I witnessed this several times at the Herb Pharm booth which featured a full greenhouse. Here, attendees gently brushed their hands against the leaves of seedlings, smiling and remarking on how nice they felt. It was a respite from the aisles of products, exclamatory messaging, barkers, rock and roll bands, and din of tens of thousands of conversations.  It was an expression of the true power of nature.

Same Old, Same Old

There is no question that Natural Products Expo West has expanded dramatically over the past few years. Each year seems bigger than the one before, and filled with more energy. While that this year’s Expo broke records again, with over 80,000 attendees, I got a sense that the show has hit a plateau. The energy was not as intense, and I was trying to determine if it was me or the show that had a “same old, same old” feeling to it.

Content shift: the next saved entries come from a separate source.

Issue #267, opened 2016-02-25
Running vignette("nse") does not work


janschulz:
It opens a browser tab with `http://127.0.0.1:31903/library/dplyr/doc/nse.html`, but the tab doesn't load anything... :-(

flying-sheep:
uh, how is that related to IRkernel?

doesn’t `vignette` spin up its own webserver regardless of from where you call it?

JanSchulz:
Basically because it works in rstudio (shows up in rstudio in the area where the plots also show up) :-)

flying-sheep:
because RStudio intercepts many things (just like is)

what does vanilla R do for you though?

JanSchulz:
Also works...

flying-sheep:
so it spins up the server in both cases but only the plain R one works somehow?

wat

JanSchulz:
Vanilla R opens a browser which displays the thing. Here is tcpview of these two processes: the upper one is the one from a R console and the lower one from the R kernel in a notebook (which does not show a page).

![2016-02-28_214433](https://cloud.githubusercontent.com/assets/890156/13381771/8e5f10d2-de64-11e5-8720-c2dfc8e8e032.png)

JanSchulz:
Is this working on linux/mac?

JanSchulz:
Another interesting artefact is that if I restart the kernel (aka kill the old kernel), the vignette of the page which was opened by the **old** kernel is then displayed instantly. Even interrupting does work, so I have a nice workaround how to display a vignette: run the cell, wait for the new tab to open (which happens instantly but sits there and  "waits" for the content) and then `kernel -> interrupt`. Fun :-)

JanSchulz:
What is actually running the server?  I tried `vignette` to display the code but that seems to return a class  but does not spin up a server?

flying-sheep:
well, that would be `utils:::print.vignette`, of course!

since `repr` falls back to calling `print` when it has no special handling implemented, that explains why *something* happens. but not why it’s so weird.

we probably have to implement a better `repr_html.vignette`.

takluyver:
It sounds like the server it spins up is getting blocked by the kernel somehow - like when the kernel is inside the poll system call, that stops the server from responding.

I agree that the best way to solve it is probably to do something else to display vignettes.

JanSchulz:
If the kernel interferes with http servers, then we should test plotting libs which also spin up a server (if there are such libs)

takluyver:
[...]

Issue #280, opened 2016-03-16
View window not responding


renkun-ken:
Create a new R notebook and run

```r
View(mtcars)
```

Then the built-in data frame Viewer window shows but the window does not respond to user, I even cannot close the window. If I force closing the window, the R session will terminate too.

My session info:

```
R version 3.2.4 (2016-03-10)
Platform: x86_64-w64-mingw32/x64 (64-bit)
Running under: Windows 10 x64 (build 10586)

locale:
[1] LC_COLLATE=English_United States.1252 
[2] LC_CTYPE=English_United States.1252   
[3] LC_MONETARY=English_United States.1252
[4] LC_NUMERIC=C                          
[5] LC_TIME=English_United States.1252    

attached base packages:
[1] stats     graphics  grDevices utils     datasets  methods   base     

loaded via a namespace (and not attached):
 [1] magrittr_1.5    IRdisplay_0.3   tools_3.2.4     base64enc_0.1-3
 [5] uuid_0.1-2      stringi_1.0-1   rzmq_0.7.7      IRkernel_0.5   
 [9] jsonlite_0.9.19 stringr_1.0.0   digest_0.6.9    repr_0.4       
[13] evaluate_0.8.3 
```

flying-sheep:
we should fix that by providing our own `View` and `edit` functions. good call!

renkun-ken:
That's great!

JanSchulz:
As a stop gap measure, we should replace these functions (and whatever does the input thing) with functions which raise an error.

ggrrll:
while waiting for `View()` , one can also use `head()` ...that is still quite useful ...

gvelasq:
Is there an active plan to implement these functions in `IRkernel`?

It could be helpful in `vscode-jupyter` as well as in the VS Code R extensions as discussed [here](https://github.com/microsoft/vscode-jupyter/issues/4604).

flying-sheep:
So is there an official message type in the protocol we can use for View?

payloads (including the `page` and `edit`) are deprecated and not supported by jupyter lab: https://jupyter-client.readthedocs.io/en/latest/messaging.html#payloads-deprecated

Of course I can make `View` just use `IRdisplay::display`, but I think `edit` isn’t possible without coding up an extension.

gvelasq:
Thanks for considering. I can't comment on the details of the implementation since it's beyond my expertise, but as a user I can say that the priority would be to implement `View()`.

[...]

Issue #85, opened 2015-04-15
Is there plan to make browser() and debug() work in Jupyter


changcw83:
currently, the kernel just get stuck when issuing the command.
Really looking for it as I really prefer using this to Rstudio. Just missing the browser and debug functions

JanSchulz:
http://www.stats.uwo.ca/faculty/murdoch/software/debuggingR/debug.shtml

JanSchulz:
Sounds like it is missing the "get input from the kernel client" feature is not yet implemented?

This is what the python kernel does:
* [getpass()](https://github.com/ipython/ipython_kernel/blob/master/ipython_kernel/kernelbase.py#L620)
* [raw_input()](https://github.com/ipython/ipython_kernel/blob/master/ipython_kernel/kernelbase.py#L637)
* [the actuall message sending](https://github.com/ipython/ipython_kernel/blob/master/ipython_kernel/kernelbase.py#L654)

Both methods are [put into the global builtin](https://github.com/ipython/ipython_kernel/blob/master/ipython_kernel/ipkernel.py#L133), so are available as `getpass()` and `raw_input()`

So what would be needed here is a way to replace the watever is used to read in text from stdin in R... No idea what/where this is...

katosh:
The R function `browser()` acts like a stopping point and enables debugging anywhere in the code. Currently jupyter would not stop when `browser()` is called but instead start printing out every line it evaluates. Is there a way to change the behavior to that of pythons pdb?

Using the R-magic in a python notebook with `%%R`, browser actually allows to send commands and the output is printed after exiting it with `Q`. This is already more helpful than the current behavior in my R notebooks.

ChrisRobo:
Try running:
```R
interactive()
```

I did it in a jupyter notebook with an R kernel just now and it returns `FALSE`.  R, frustratingly, doesn't respect `browser()` statements when it's in "non-interactive" mode.

flying-sheep:
There’s nothing we can do with the current architecture, `interactive()` means too many things at once. The way around it iirc is to make IRkernel a natively compiled package calling into C like Juniper.

janxkoci:
See also the new [Jupyter Debug Protocol](https://blog.jupyter.org/a-visual-debugger-for-jupyter-914e61716559) ;)

JZL:
[...]

PR #333, opened 2016-05-13
Add a few worakrounds for problematic r functions

janschulz:
* Workaround a problem with vignette(): closes: https://github.com/IRkernel/IRkernel/issues/267
* we have no `edit()`and `View()`: https://github.com/IRkernel/IRkernel/issues/280


R/environment.r
```diff
@@ -17,4 +17,26 @@ init_shadowenv <- function() {
     add_to_user_searchpath('.irk.get_shadowenv', get_shadowenv)
     add_to_user_searchpath('.irk.add_to_user_searchpath', add_to_user_searchpath)
 
+    # For the rest of the functions, please explain why the workaround is needed
+    # (=the problem) and link to the issue describing the problem.
+
+    # workaround for problems with vignette(xxx) not bringing up the vignette
+    # content in the browser: https://github.com/IRkernel/IRkernel/issues/267
+    add_to_user_searchpath('print.vignette', function(...){
+        utils:::print.vignette(...)
```
flying-sheep: ::: means private access. is this a private function?

janschulz:
```R
> utils::print.vignette
Error: 'print.vignette' is not an exported object from 'namespace:utils'
> 
```

takluyver: Is that going to be a problem for the checks CRAN does?

flying-sheep: yes, that’s why i mentioned it.

but we can use [this hack](https://github.com/IRkernel/repr/blob/df33b1574c8abb5eb7c19e7cc33fafbd60847e13/R/repr_help_files_with_topic.r#L12)

takluyver: Get your package on Cran with this one weird trick! ;-)

janschulz: done

janschulz:
Anything else?

janschulz:
https://github.com/IRkernel/IRkernel/issues/85
-> implement getting raw input from the frontend... But that's IMO for a different PR because it touches the messaging system.

So IMO this is ready for review and eventual merging...

R/environment.r
```diff
@@ -11,10 +11,36 @@ get_shadowenv <- function() {
...
     # from everywhere...
     add_to_user_searchpath('.irk.get_shadowenv', get_shadowenv)
     add_to_user_searchpath('.irk.add_to_user_searchpath', add_to_user_searchpath)
 
+    # For the rest of the functions, please explain why the workaround is needed
+    # (=the problem) and link to the issue describing the problem.
+
+    # workaround for problems with vignette(xxx) not bringing up the vignette
+    # content in the browser: https://github.com/IRkernel/IRkernel/issues/267
+    add_to_user_searchpath('print.vignette', function(...){
```
flying-sheep: `){` → `) {`

R/environment.r
```diff
@@ -11,10 +11,36 @@ get_shadowenv <- function() {
...
+        # returning immediately will run into trouble with zmq and its polling
+        # preventing the vignette server to startup. So wait a little to let
+        # it startup...
+        # 0.1 is too little, so add some margin...
+        Sys.sleep(0.5)
+    })
+
+    # we simply have currently no way to view or edit dfs:
+    # https://github.com/IRkernel/IRkernel/issues/280
+    add_to_user_searchpath('View', function(...){
```
flying-sheep: `){` → `) {`

R/environment.r
```diff
@@ -11,10 +11,36 @@ get_shadowenv <- function() {
...
+        stop("'View()' not yet supported in the Jupyter R kernel")
+    })
+    add_to_user_searchpath('edit', function(...){
```
flying-sheep: `){` → `) {`

flying-sheep:
looks great! have you confirmed that they works? then i’d just merge this…

R/environment.r
takluyver: :expressionless:

R/environment.r
janschulz: I switched to rstudio to lint the code and it doesn't show me this. Do we really want to waste time and effort on something which the RStudio inter doesn not catch?

janschulz: done BTW...

R/environment.r
janschulz: done

R/environment.r
janschulz: done

janschulz:
both work:

```
>>> View(data.frame())
Error in View(data.frame()): 'View()' not yet supported in the Jupyter R kernel
Traceback:

1. View(data.frame())
2. stop("'View()' not yet supported in the Jupyter R kernel")

>>> vignette("knitr")
starting httpd help server ... done
# and the vignette is displayed
```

Examples of this were the party events that occur right after the show floor closes. I went to one which is centered on a good cause. People go there to mingle and network, but the prime reason used to be to celebrate the cause. There seemed to be fewer people there, and when the time came for the speeches, more than half the people ignored them. This is in contrast to the same event in past years when everyone was highly attentive. It feels a little like people are getting into a routine of what to do and where to go. Not necessarily a bad thing, but something to watch out for.

To Be or Not to Be

Several significant companies did not show at Expo West this year. That in and of itself is not news, but it made me think about the value of this show to a brand. If you are an established brand, why do you come (beyond the “because we always have” rationale), and why do you decide not to come? Some of the no-shows were really large companies. I can only guess why they did not attend, but I’d be willing to bet it had something to do with ROI. Maybe they wanted to see if their non-participation would change anything. Maybe they found another way to use the $100,000+ trade show expense: consumer marketing? Research? New product development?

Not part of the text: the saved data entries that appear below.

Issue #306, opened 2016-04-25
set cran mirror for the session


janschulz:
Currently `install.packages` raises an error when called without explicitly setting a cran mirror. I would like to propose that we set one for the user, namely `https://cloud.r-project.org/`, which seems to redirect based on your current geo location: https://cran.r-project.org/mirrors.html

Setting should only happen if the users hasn't set a mirror in the profile file...

janschulz:
Here is our FAQ entry which would become obsolete: http://irkernel.github.io/faq/

flying-sheep:
how should we go about this?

Then there were the no-shows that have not been for a couple years. Will retailers and industry insiders start feeling these brands are not as major or influential as they once were, and will that impact their sales for the year? I’m thinking about those brands that have a long history in the industry (pioneers, if you will) who are not as relevant as they once were. Is it smart to only view the show in terms of ROI, when in actuality, Expo West is a platform from which to make a statementand to demonstrate your relevancy?

It was clear from several exhibitors that the costs of booth space are jumping at a high rate — I heard about an island space that went for $25,000 this year that is increasing to about $45,000 next year. And that’s just the floor space.

Complaining about costs is not a new issue, but it begs the question: If you have the budget to book the space, create the trade show booth, fly in and out, and lodge and feed all of your team for four to six days, is there a better way to spend that money for one year?

Would it make sense to invest a portion of those funds on determining who your consumer is, who your key segments are, instead of saying “Hi” to the same retailers you’ve known for years? That way, data in hand, you can come back to Expo West the following year and tell the retailers that you know your who your consumers are and how to effectively reach them.

You can break the “same old, same old” cycle. They’ll be so excited to see you again. And who knows, maybe you’ll ditch your typical booth and fill the space with organic topsoil, worms, humus, and plants — your garden of earthly delights.  Whatever the case, you’ll know why you are there and how you want to engage with your consumers and customers.